If the IEA Is Right, These ETFs Are Good Long-Term Bets
The International Energy Agency said the US will surpass Saudi Arabia as the world's largest crude producer by 2020.
"The recent rebound in US oil and gas production ... is spurring economic activity ... and steadily changing the role of North America in global energy trade," IEA said in its World Energy Outlook released over the weekend.
Assuming the IEA is correct in its prediction that crude will rise to $125 per barrel by 2035, this could be very good news indeed for the US economy. It should also prove to be excellent news for the following news going forward.
Market Vectors Unconventional Oil & Gas ETF (NYSEARCA:FRAK): All of sudden, the Market Vectors Unconventional Oil & Gas ETF becomes more than just a new ETF with a cute ticker. FRAK, which debuted in February, has thus far struggled to attract to assets with less than $18 million heading into the start of trading today. To some extent, FRAK's struggles on the asset front are understandable. There are plenty of large-cap heavy equity-based oil ETFs on the market so standing out can be difficult.
However, that is exactly what FRAK has the potential to do assuming the US really does become the world's king of oil output. All of FRAK's constituents have some exposure to North American shale or oil sands production. One big reason to like FRAK: If an investor cannot own shares of EOG Resources (NYSE:EOG) directly, FRAK is the ETF with largest weight to the stock at over 7%.

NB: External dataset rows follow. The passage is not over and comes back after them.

PR #4454, opened 2025-11-01
Implement RTT measurement

yacovm:
This commit adds measurement of round trip time using the ping pong messages.

## Why this should be merged

This commit lets the administrators of a node monitor the network round trip time of all peers the network is connected to.
In case the network of the node experiences delay, it will be reflected in this metric and can be used to explain phenomenon such as block acceptance taking too long.

## How this works

The Round-Trip-Time is measured by measuring the time between the ping pong messages. When a ping is sent to a peer `p`, the time is sampled. When a pong is received, the elapsed time is measured and the round_trip_count and round_trip_sum counter and gauge are emitted.

## How this was tested

I cherry picked this commit on a Fuji 1.14 node I have deployed a week ago, and re-compiled the node and ran it.

I created in Grafana the dashboard below using the command: `increase(avalanche_network_round_trip_sum[5m]) / increase(avalanche_network_round_trip_count[5m])` 

image

No

### DIFF
--- a/network/peer/peer.go
+++ b/network/peer/peer.go
@@ -616,6 +616,10 @@ func (p *peer) writeMessage(writer io.Writer, msg message.OutboundMessage) {
 		return
 	}
 
+	if msg.Op() == message.PingOp {
+		atomic.StoreInt64(&p.lastPingSent, p.Clock.Time().UnixMilli())
+	}
+
 	// Write the message
 	var buf net.Buffers = [][]byte{msgLenBytes[:], msgBytes}
 	if _, err := io.CopyN(writer, &buf, int64(wrappers.IntLen+msgLen)); err != nil {
@@ -629,10 +633,6 @@ func (p *peer) writeMessage(writer io.Writer, msg message.OutboundMessage) {
 	now := p.Clock.Time()
 	p.storeLastSent(now)
 	p.Metrics.Sent(msg)
-
-	if msg.Op() == message.PingOp {
-		atomic.StoreInt64(&p.lastPingSent, now.UnixMilli())
-	}
 }
 
 func (p *peer) sendNetworkMessages() {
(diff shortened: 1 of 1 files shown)


network/peer/peer.go
```diff
@@ -819,7 +826,17 @@ func (p *peer) getUptime() uint32 {
...
 }
 
-func (*peer) handlePong(*p2p.Pong) {}
+func (p *peer) handlePong(*p2p.Pong) {
+	lastPing := atomic.LoadInt64(&p.lastPingSent)
+	if lastPing == 0 {
+		return
+	}
+
+	elapsed := p.Clock.Time().UnixMilli() - lastPing
```
StephenButtolph: Seems like we might as well enforce that we actually sent a ping.
```suggestion
	pingSent := atomic.SwapInt64(&p.lastPingSent, 0)
	if pingSent == 0 {
		p.Log.Debug(malformedMessageLog,
			zap.Stringer("nodeID", p.id),
			zap.Stringer("messageOp", message.PongOp),
			zap.String("reason", "received unexpected pong"),
		)
		p.StartClose()
		return
	}

	elapsed := p.Clock.Time().UnixMilli() - pingSent
```

network/peer/peer.go
```diff
@@ -626,6 +629,10 @@ func (p *peer) writeMessage(writer io.Writer, msg message.OutboundMessage) {
 	now := p.Clock.Time()
 	p.storeLastSent(now)
 	p.Metrics.Sent(msg)
+
+	if msg.Op() == message.PingOp {
+		atomic.StoreInt64(&p.lastPingSent, now.UnixMilli())
+	}
```
StephenButtolph: Couple questions for this:
1. Is it a problem that we are setting this variable _after_ we have sent the message? Technically seems racy between handling the pong and setting this ping time here.
2. Would it make more sense to set this where we send the ping message (`peer.sendNetworkMessages`) rather than here? That would avoid needing to actually inspect the op type.

yacovm: I thought about (1) but we don't send the ping there, we just enqueue it to be being sent. It would be inaccurate because if we have some number of fat messages enqueued before us, it would skew the statistics. 

I moved the code to right before we write the message down the wire.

EOG is the dominant producer in the Eagle Ford Shale, a primary reason why US oil production is surging. Texas-based EOG has consistently raised its Eagle Ford reserve estimates to the point where it is reasonable to expect this well-run company will expand its leadership role among US oil and gas independents.
PowerShares Dynamic Energy Sector Portfolio (NYSEARCA:PXI): The PowerShares Dynamic Energy Sector Portfolio has decent size with over $109 million in AUM, but this is another fund that has a tendency to get lost in the shuffle of oil ETFs. That is a shame because PXI has sharply outperformed larger rivals such as the Energy Select Sector SPDR (NYSEARCA:XLE) this year.
PXI is also an under-appreciated shale play as its 58 constituents include EOG, Hess (NYSE:HES), and some of the major integrated names. What makes PXI most appealing is diversity. The ETF offers exposure to integrated names, independents, refiners, and pipeline firms.
SPDR S&P Oil & Gas Exploration & Production ETF (NYSEARCA:XOP): The SPDR S&P Oil & Gas Exploration & Production ETF, a favorite of short-term traders because of the ETF's volatile nature, has a tendency to make an appearance on shale ETF lists. XOP's presence on this list is validated for several reasons.
First, XOP is heavily tilted to exploration and production firms (74.5% of the fund's weight), meaning the fund's constituency is not highly exposed to refining margins.
Second, XOP is essentially an equal weight product, so even the largest independents such as ConocoPhillips (NYSE:COP) and Anadarko Petroleum (NYSE:APC) do not dominate this fund.
Third, XOP is not excessively weighted to its holdings that have the largest market values. On a related note, XOP is home to plenty of mid-cap names that have been rumored to be takeover targets. With US oil production rising, but output slowing for some of the major integrateds, Exxon in particular, a fresh wave of mergers and acquisitions activity in the oil patch could come to pass. That could be a boon down the road for XOP investors.